L’UNPF et l’ADIP en guerre contre les fonds spéculatifs

A l’initiative de l’Association de Défense de l’Indépendance de la Pharmacie (ADIP) et de l’Union Nationale des Pharmacies de France (UNPF), une vingtaine de pharmaciens d’Ile de France a décidé de se structurer afin d’alerter sur l’arrivée des fonds spéculatifs au capital des officines françaises. Les pratiques de prise de participation via des OCA1 sont jugées « borderline » et les conséquences désastreuses pour les pharmaciens et les patients. Les fonds spéculatifs qui ont pris possession de certains groupements approchent des pharmaciens n’ayant pas les moyens de s’installer et leur proposent des solutions de financement à un taux extrêmement élevé. En ne maîtrisant plus les achats, les pharmaciens, coincés financièrement et soumis à une pression grandissante, perdent également toute indépendance professionnelle.
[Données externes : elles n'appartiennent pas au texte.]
PR #936, opened 2016-05-06
Fix numerous issues with Use Before Declaration

### LINKED ISSUE #505: Use before declaration error has wrong line number.
```javascript
function test3() {
  var k = 1;
  d = 2;
  let d;
}
test3();

```
Emits 
```
ReferenceError: Use before declaration
   at test3 (e:\chgittest\bug8.js:2:3)
   at Global code (e:\chgittest\bug8.js:6:1)
```
The line number should be 3.
`EmitUseBeforeDeclaration `does not have enclosing `Start/End Statement`.

ianwjhalliday:
Fixes #505 and VSO 5425942

Emit() needs to visit all AST nodes so that various algorithms can
collect data and set info on symbols and such, assign locations etc.

In our implementation of the let/const lexical variable Use Before
Declaration error, we had a call to EmitUseBeforeDeclaration() at the
beginning of Emit() and would exit early if it decided to emit the error
into the bytecode.  This would prevent visitation of subtrees in certain
cases, like e.g. issue #505.  It would do this for assignments, i.e.
stores.  Detection for Use Before Declaration for loads (and typeof)
are done in EmitPropLoad and EmitPropTypeof.

This fix pushes Use Before Declaration detection for stores down into
EmitPropStore and fixes up where we clear the `needsDeclaration` flag on
symbols that we weren't doing exactly right for EmitPropStore to work
this way.

Summary of changes

 - Tweak parse tree tracing to note deferred funcs
 - Change EmitPropStore to emit static UseBeforeDecl
 - Consolidate Emit() of knop[Var|Let|Const]Decl
 - Reduce code duplication in TrackMemberNodesInObjectForIntConstants
 - Add missing EmitUseBeforeDeclaration in EmitReference for knopCall
 - Remove EmitUseBeforeDeclaration for knopVarDecl case in Emit()
 - Remove redundant parameter fLoadUndef from
   EmitUseBeforeDeclarationRuntimeError().  Use the presence of the
   location parameter to indicate that a LdUndef is needed instead.
 - Remove fAcquire param from EmitUseBeforeDeclaration
 - Remove pnodeNeedUndef parameter from EmitUseBeforeDeclaration
 - Remove always true fAssignRegs parameter from EmitApplyCall.
 - Removed call to EmitUseBeforeDeclaration in
   EmitCallTargetNoEvalComponents.  This was the only remaining call
   that used pnodeNeedUndef, hence ability to remove that parameter
   from EmitUseBeforeDeclaration.
 - Added three test cases to unittests

### DIFF
--- a/lib/Parser/Parse.cpp
+++ b/lib/Parser/Parse.cpp
@@ -12915,6 +12915,12 @@ void PrintPnodeWIndent(ParseNode *pnode,int indentAmt) {
       PrintFormalsWIndent(pnode->sxFnc.pnodeParams, indentAmt + INDENT_SIZE);
       PrintPnodeWIndent(pnode->sxFnc.pnodeRest, indentAmt + INDENT_SIZE);
       PrintPnodeWIndent(pnode->sxFnc.pnodeBody, indentAmt + INDENT_SIZE);
+      if (pnode->sxFnc.pnodeBody == nullptr)
+      {
+          Output::Print(_u("[%4d, %4d): "), pnode->ichMin, pnode->ichLim);
+          Indent(indentAmt + INDENT_SIZE);
+          Output::Print(_u("<parse deferred body>\n"));
+      }
       break;
       //PTNODE(knopProg       , "program"    ,None    ,Fnc  ,fnopNone)
   case knopProg:
--- a/lib/Runtime/ByteCode/ByteCodeEmitter.cpp
+++ b/lib/Runtime/ByteCode/ByteCodeEmitter.cpp
@@ -12,8 +12,8 @@ void EmitLoad(ParseNode *rhs, ByteCodeGenerator *byteCodeGenerator, FuncInfo *fu
 void EmitCall(ParseNode* pnode, Js::RegSlot rhsLocation, ByteCodeGenerator* byteCodeGenerator, FuncInfo* funcInfo, BOOL fReturnValue, BOOL fEvaluateComponents, BOOL fHasNewTarget, Js::RegSlot overrideThisLocation = Js::Constants::NoRegister);
 void EmitSuperFieldPatch(FuncInfo* funcInfo, ParseNode* pnode, ByteCodeGenerator* byteCodeGenerator);
 
-bool EmitUseBeforeDeclaration(ParseNode *pnode, ByteCodeGenerator *byteCodeGenerator, FuncInfo *funcInfo);
-void EmitUseBeforeDeclarationRuntimeError(ByteCodeGenerator *byteCodeGenerator, Js::RegSlot location, bool fLoadUndef = true);
+bool EmitUseBeforeDeclaration(Symbol *sym, ByteCodeGenerator *byteCodeGenerator, FuncInfo *funcInfo);
+void EmitUseBeforeDeclarationRuntimeError(ByteCodeGenerator *byteCodeGenerator, Js::RegSlot location);
 void VisitClearTmpRegs(ParseNode * pnode, ByteCodeGenerator * byteCodeGenerator, FuncInfo * funcInfo);
 
 bool CallTargetIsArray(ParseNode *pnode)
@@ -2220,7 +2220,7 @@ void ByteCodeGenerator::EmitScopeSlotLoadThis(FuncInfo *funcInfo, Js::RegSlot re
             // been called inside a lambda so we can check to see if we called
             // super and assigned to the this register already. If not, this should trigger
             // a ReferenceError.
-            EmitUseBeforeDeclarationRuntimeError(this, regLoc, false);
+            EmitUseBeforeDeclarationRuntimeError(this, Js::Constants::NoRegister);
         }
     }
     else if (this->flags & fscrEval && (funcInfo->IsGlobalFunction() || (funcInfo->IsLambda() && nonLambdaFunc->IsGlobalFunction()))
@@ -2397,7 +2397,7 @@ void ByteCodeGenerator::EmitClassConstructorEndCode(FuncInfo *funcInfo)
     {
         // This is the case where we don't have any references to this or super in the constructor or any nested lambda functions.
         // We know 'this' must be undecl so let's just emit the ReferenceError as part of the fallthrough.
-        EmitUseBeforeDeclarationRuntimeError(this, ByteCodeGenerator::ReturnRegister, true);
+        EmitUseBeforeDeclarationRuntimeError(this, ByteCodeGenerator::ReturnRegister);
     }
 }
 
@@ -2694,7 +2694,12 @@ void ByteCodeGenerator::EmitFunctionBody(FuncInfo *funcInfo)
                         Output::Print(_u("--- DelayCapture: Committed symbol '%s' to slot.\n"), sym->GetName());
                         Output::Flush();
                     }
+                    // REVIEW[ianhall]: HACK to work around this causing an error due to sym not yet being initialized
+                    // what is this doing? Why are we assigning sym to itself?
+                    bool old = sym->GetNeedDeclaration();
+                    sym->SetNeedDeclaration(false);
                     this->EmitPropStore(sym->GetLocation(), sym, sym->GetPid(), funcInfo, decl->nop == knopLetDecl, decl->nop == knopConstDecl);
+                    sym->SetNeedDeclaration(old);
                 }
             }
             NEXT_SLIST_ENTRY;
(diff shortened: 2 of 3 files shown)


ianwjhalliday:
@pleath @Microsoft/chakra-es please review

pleath:
I like it already. (But I’ll look in detail tomorrow.)

--Paul

ianwjhalliday:
I forgot to note that I ran test262 with and without my changes.  No new failures were introduced by my change.

lib/Runtime/ByteCode/ByteCodeEmitter.cpp
```diff
@@ -6026,16 +6037,6 @@ void EmitDestructuredElement(ParseNode *elem, Js::RegSlot sourceLocation, ByteCo
         break;
 
     case knopName:
```
pleath: Nice. Can this case just go away?

lib/Runtime/ByteCode/ByteCodeEmitter.cpp
```diff
@@ -9429,22 +9396,6 @@ void Emit(ParseNode *pnode, ByteCodeGenerator *byteCodeGenerator, FuncInfo *func
         return;
     }
 
-    if (EmitUseBeforeDeclaration(pnode, byteCodeGenerator, funcInfo))
```
pleath: Boom!

pleath:
Very nice cleanup. Ship it.

test/LetConst/tdz2.js
```diff
@@ -52,4 +52,80 @@ test1();
...
+        };
+        class u3056 {static b(){ var x = z; }}(window).bind;
+    };
+    f();
+
+    if (w !== undefined) {
+        WScript.Echo('test4 failed, w not undefined second time');
+    }
+}
+test4();
```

La stratégie prix/volume à laquelle ils sont contraints fragilise les confrères situés à proximité et réduit l’offre de soins proposée aux patients. En parallèle, les fonds exercent une pression sur les pharmacies qu’ils cherchent à racheter et regrouper afin d’ouvrir des points de vente de très grande surface (800 m2). Plusieurs pharmaciens parisiens se trouvent dans ce cas mais des projets similaires sont en cours à Lille ou Lyon par exemple.
L’ADIP et l’UNPF dénoncent ces pratiques et plus particulièrement les taux d’intérêts appliqués (8%), la possibilité pour le fond actionnaire de remplacer le pharmacien « titulaire » par un autre selon son bon vouloir, et la pression exercée sur les titulaires des points de vente qu’ils souhaitent racheter. L’UNPF dit avoir sollicité à plusieurs reprises l’Ordre et le Ministère de tutelle pour mettre en place une réglementation sur les montages financiers des officines et invite les autres syndicats et confrères à se joindre au combat. L’UNPF, qui étudie depuis plusieurs années la question du financement des officines et de la transmission générationnelle, travaille sur la mise en place d’un fond d’investissement « officinal » ouvert aux seuls pharmaciens. Pour l’UNPF, il en va de l’indépendance des pharmacies et de la libération de leur capacité d’innovation. 

Source : Communiqué UNPF/ADIP 29/05/17
Commentaire
B.A
30/05/2017
Je suis beaucoup plus inquiété par notre ennemi de l'intérieur (les discounters et les galeries des grands hyper) que par les fonds spéculatifs...A ce que je sache, ils n'envoient pas des "tueurs" pour forcer la main aux pharmaciens.. Il vaut mieux appliquer la célèbre citation de VOLTAIRE" Seigneur, gardez-moi de mes amis.Quant à mes ennemis je m'en charge!". Elle est vraiment applicable à nous depuis quelques années.
Dupont Lajoie
29/05/2017
Bonne initiative. Mais pouvez vous donner des noms, être plus précis. Ce serait bien de connaître nos ennemis, parce qu'on en entend beaucoup parler mais on est sur de rien. Quels fonds, quelles pharmacies? Et comment est ce possible de tenir de nos jours avec des taux à 8 %? Ca me parait peu probable. Ca doit être bien moins que ça en véité. Avez vous des exemples concrets? Merci d'avance.